* **What you should do**:
Gather each line containing the string "autoSave" from these entries.
── Data for this exercise ──
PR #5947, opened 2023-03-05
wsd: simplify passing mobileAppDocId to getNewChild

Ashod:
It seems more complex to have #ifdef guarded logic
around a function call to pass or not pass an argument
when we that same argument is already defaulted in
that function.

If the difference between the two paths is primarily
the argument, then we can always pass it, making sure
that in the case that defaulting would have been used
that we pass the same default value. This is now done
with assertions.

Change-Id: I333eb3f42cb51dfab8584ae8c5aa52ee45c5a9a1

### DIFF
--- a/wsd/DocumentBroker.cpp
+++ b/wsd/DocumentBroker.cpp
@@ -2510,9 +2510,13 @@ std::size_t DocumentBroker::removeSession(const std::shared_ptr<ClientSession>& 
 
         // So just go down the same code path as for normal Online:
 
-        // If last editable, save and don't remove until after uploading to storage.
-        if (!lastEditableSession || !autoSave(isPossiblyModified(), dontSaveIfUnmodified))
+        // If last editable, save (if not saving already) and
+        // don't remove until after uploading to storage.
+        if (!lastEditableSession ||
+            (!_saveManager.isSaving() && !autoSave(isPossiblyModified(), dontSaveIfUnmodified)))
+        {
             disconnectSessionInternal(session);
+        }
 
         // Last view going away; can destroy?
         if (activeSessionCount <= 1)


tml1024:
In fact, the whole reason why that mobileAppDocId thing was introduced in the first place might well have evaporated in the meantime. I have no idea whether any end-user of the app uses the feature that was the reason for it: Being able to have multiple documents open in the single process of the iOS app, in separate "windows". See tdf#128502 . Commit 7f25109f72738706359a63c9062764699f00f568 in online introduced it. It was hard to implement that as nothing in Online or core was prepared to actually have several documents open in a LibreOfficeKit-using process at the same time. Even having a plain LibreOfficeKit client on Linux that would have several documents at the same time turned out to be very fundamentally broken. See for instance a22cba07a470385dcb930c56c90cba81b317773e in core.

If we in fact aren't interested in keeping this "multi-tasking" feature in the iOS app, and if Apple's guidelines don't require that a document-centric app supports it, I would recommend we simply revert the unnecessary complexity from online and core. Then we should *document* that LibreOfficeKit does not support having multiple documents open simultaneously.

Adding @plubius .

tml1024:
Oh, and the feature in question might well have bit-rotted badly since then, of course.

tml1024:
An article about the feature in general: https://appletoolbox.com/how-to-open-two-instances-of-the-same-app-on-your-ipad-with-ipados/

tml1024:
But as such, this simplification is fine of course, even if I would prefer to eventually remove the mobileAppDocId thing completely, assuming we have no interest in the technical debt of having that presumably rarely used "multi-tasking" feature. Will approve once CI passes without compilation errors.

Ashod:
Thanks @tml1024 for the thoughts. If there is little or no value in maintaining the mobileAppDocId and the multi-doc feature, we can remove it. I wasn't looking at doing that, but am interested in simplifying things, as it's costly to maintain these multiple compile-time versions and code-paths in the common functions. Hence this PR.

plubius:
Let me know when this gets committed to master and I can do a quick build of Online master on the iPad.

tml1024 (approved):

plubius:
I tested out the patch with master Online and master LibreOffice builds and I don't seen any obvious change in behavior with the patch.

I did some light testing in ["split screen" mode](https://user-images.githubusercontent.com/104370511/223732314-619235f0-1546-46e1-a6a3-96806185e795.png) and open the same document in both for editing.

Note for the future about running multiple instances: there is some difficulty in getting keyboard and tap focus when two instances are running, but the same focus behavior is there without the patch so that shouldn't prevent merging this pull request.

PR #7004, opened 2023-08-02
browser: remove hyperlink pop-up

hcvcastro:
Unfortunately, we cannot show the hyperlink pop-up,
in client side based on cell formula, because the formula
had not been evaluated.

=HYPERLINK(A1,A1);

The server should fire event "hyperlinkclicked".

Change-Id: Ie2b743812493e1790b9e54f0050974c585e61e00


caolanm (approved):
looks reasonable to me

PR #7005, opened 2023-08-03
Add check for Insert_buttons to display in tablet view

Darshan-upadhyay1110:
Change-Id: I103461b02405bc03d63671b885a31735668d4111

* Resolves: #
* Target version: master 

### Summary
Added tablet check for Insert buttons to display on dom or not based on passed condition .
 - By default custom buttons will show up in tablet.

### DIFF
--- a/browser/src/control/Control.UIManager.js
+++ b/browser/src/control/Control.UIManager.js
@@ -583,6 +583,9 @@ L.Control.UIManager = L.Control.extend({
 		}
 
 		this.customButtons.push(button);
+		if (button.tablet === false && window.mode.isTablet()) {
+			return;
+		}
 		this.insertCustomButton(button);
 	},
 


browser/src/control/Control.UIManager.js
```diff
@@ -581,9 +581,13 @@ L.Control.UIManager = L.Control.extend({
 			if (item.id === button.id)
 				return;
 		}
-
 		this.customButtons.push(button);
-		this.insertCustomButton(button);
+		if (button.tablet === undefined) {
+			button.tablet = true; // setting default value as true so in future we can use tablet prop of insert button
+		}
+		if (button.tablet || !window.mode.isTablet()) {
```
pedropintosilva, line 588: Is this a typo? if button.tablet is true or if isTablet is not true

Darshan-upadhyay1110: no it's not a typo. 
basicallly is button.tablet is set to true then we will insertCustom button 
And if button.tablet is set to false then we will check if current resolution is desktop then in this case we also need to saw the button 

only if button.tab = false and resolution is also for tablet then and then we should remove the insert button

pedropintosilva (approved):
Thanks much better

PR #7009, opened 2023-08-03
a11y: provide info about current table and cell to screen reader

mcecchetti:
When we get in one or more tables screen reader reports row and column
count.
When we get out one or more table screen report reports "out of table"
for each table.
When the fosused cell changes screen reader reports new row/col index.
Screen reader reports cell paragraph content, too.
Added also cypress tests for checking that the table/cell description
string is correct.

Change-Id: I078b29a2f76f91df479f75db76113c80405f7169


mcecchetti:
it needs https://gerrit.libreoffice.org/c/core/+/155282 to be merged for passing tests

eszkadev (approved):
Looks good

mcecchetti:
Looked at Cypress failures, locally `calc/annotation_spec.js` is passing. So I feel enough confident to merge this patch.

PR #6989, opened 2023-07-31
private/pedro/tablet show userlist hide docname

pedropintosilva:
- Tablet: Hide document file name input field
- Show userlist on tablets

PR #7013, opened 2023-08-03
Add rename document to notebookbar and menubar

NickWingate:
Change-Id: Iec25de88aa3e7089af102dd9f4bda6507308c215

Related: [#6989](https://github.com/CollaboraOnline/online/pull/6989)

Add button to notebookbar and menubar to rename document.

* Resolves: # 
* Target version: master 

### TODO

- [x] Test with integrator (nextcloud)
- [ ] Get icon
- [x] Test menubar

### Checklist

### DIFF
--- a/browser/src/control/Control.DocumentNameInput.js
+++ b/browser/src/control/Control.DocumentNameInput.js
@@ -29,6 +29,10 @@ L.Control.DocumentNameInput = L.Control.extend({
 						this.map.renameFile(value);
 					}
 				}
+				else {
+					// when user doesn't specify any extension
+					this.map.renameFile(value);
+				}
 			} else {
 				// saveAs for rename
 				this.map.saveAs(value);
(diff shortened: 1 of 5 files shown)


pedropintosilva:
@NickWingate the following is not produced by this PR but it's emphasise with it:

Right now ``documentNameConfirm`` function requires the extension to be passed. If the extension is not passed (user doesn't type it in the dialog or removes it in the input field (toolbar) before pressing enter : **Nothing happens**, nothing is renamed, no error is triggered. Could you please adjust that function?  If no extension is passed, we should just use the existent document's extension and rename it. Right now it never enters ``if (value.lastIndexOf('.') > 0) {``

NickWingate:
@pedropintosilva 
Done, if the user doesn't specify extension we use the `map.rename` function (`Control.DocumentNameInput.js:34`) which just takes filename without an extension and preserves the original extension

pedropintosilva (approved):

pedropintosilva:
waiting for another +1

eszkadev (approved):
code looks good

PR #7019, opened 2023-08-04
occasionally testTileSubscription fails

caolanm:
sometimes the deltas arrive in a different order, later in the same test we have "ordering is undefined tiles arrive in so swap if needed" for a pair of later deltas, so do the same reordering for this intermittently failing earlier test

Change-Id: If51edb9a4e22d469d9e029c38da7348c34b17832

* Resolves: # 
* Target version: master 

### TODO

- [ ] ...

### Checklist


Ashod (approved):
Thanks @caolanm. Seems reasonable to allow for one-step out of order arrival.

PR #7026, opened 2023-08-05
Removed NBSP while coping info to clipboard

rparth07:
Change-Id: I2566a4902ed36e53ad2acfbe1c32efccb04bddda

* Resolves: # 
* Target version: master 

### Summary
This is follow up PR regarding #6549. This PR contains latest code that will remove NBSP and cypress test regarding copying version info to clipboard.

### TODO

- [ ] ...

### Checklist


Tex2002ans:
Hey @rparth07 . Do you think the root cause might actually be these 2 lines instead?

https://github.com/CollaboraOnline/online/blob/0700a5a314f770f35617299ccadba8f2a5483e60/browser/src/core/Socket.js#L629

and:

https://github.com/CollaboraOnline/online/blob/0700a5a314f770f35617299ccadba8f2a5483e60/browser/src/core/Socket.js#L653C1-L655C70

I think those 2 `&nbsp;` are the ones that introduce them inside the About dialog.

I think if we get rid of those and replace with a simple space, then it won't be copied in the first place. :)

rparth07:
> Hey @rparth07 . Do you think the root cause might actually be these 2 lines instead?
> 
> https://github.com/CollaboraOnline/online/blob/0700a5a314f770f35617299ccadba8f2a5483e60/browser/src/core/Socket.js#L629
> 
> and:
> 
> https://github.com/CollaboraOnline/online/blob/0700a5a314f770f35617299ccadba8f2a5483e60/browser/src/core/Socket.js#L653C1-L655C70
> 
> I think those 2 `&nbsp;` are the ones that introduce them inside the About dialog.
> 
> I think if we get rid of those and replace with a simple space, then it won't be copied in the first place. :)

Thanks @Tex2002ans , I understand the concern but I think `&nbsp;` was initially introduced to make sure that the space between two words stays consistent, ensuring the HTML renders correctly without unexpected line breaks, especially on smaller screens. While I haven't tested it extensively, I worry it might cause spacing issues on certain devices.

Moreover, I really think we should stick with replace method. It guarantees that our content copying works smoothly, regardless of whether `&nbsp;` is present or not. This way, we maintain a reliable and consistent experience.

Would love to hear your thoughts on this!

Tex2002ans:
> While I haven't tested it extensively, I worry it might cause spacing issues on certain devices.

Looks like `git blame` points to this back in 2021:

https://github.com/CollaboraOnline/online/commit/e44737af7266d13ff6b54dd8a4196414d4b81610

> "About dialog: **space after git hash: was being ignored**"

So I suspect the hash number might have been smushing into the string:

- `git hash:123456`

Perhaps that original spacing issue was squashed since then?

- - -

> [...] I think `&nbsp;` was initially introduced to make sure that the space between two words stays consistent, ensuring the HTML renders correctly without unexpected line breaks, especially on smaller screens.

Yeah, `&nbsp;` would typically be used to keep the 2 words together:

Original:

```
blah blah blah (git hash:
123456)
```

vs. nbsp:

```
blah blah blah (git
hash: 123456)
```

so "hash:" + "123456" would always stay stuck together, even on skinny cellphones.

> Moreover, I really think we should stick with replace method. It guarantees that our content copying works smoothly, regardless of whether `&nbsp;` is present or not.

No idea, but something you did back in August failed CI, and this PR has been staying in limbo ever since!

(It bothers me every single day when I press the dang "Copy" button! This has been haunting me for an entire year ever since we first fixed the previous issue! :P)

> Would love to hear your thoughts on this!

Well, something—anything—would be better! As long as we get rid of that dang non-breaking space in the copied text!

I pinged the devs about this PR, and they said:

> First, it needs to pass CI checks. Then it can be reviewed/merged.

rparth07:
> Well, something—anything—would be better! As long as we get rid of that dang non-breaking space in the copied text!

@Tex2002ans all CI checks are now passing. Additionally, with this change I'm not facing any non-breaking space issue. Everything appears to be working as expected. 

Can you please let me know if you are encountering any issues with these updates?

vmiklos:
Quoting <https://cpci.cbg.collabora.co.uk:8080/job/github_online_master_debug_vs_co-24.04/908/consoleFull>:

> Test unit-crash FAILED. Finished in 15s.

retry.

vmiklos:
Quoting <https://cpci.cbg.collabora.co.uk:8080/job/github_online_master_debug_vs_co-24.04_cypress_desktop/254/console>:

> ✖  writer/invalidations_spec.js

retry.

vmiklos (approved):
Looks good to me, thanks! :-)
───
* **Answer section**:
-        if (!lastEditableSession || !autoSave(isPossiblyModified(), dontSaveIfUnmodified))
+            (!_saveManager.isSaving() && !autoSave(isPossiblyModified(), dontSaveIfUnmodified)))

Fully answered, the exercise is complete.